Taking the records below, count the lines in which "have" appears and supply only the count.

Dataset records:
+===+

PR #8119, opened 2024-12-17
feat: Allow users to change email in-app

### LINKED ISSUE #7387: Allow updating a user's email from member management
This would need to send an email to the new address, which when clicked would perform the email change, rather than immediately modifying the database.

towards https://github.com/outline/outline/issues/6159

tommoor:
Allows users to change their own email address, with confirmation.

towards #7387


aeonoea:
Hi @tommoor, do you think it's possible that after changing the e-mail address, to "lock" it?

I use SSO to log in, and changing the e-mail address works, but after each login it gets reset to the old e-mail address that is used in the SSO database.

tommoor:
@aeonoea is there a reason you wouldn't update in the SSO provider in this case?

aeonoea:
Sure, it's because our SSO (Synology) only allows setting one email address per user. Using the work email instead of the private would break the password recovery process.

tommoor:
It's doable but we'd need a new checkbox/storage bit for whether to sync the email with SSO.

aeonoea:
That would be amazing, thank you.

Issue #7652, opened 2024-09-24
Add ability to resize embeds (iframes)


Sotneo:
Description:
Currently, the height of embeds (iframes) in Outline is fixed at 400 pixels. This can cause issues with content display if it has a larger or smaller height.

Proposal:
Add the ability to resize embeds (iframes) in Outline. 
My current workaround, I rebuild docker image with 600 px height, but ability to set custom height would be great.

Sotneo:
Sorrry, can't change label to enhancement

PR #8154, opened 2024-12-27
feat: Allow resizing of embed height

tommoor:
Towards #7652


tommoor:
I'm swaying if to do an entire rebuild of resizing or just get this improvement merged and come back to it

Ali-ovo:
I have an idea, we get the aspect ratio, by jumping to the width of the automatic modification of the height can be equal to the proportion resize

tommoor:
There are no "natural" proportions for many of the embeds, so in that sense they're not like images.

Ali-ovo:
> There are no "natural" proportions for many of the embeds, so in that sense they're not like images.

I have used notion before, and its embed has a similar resize feature, and I think the experience is OK
（You can try embedding a youtube video in it to experience this feature）

tommoor:
Videos are kind of the one exception where they do have a natural size and act like images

+===+

§ Answer to this problem
3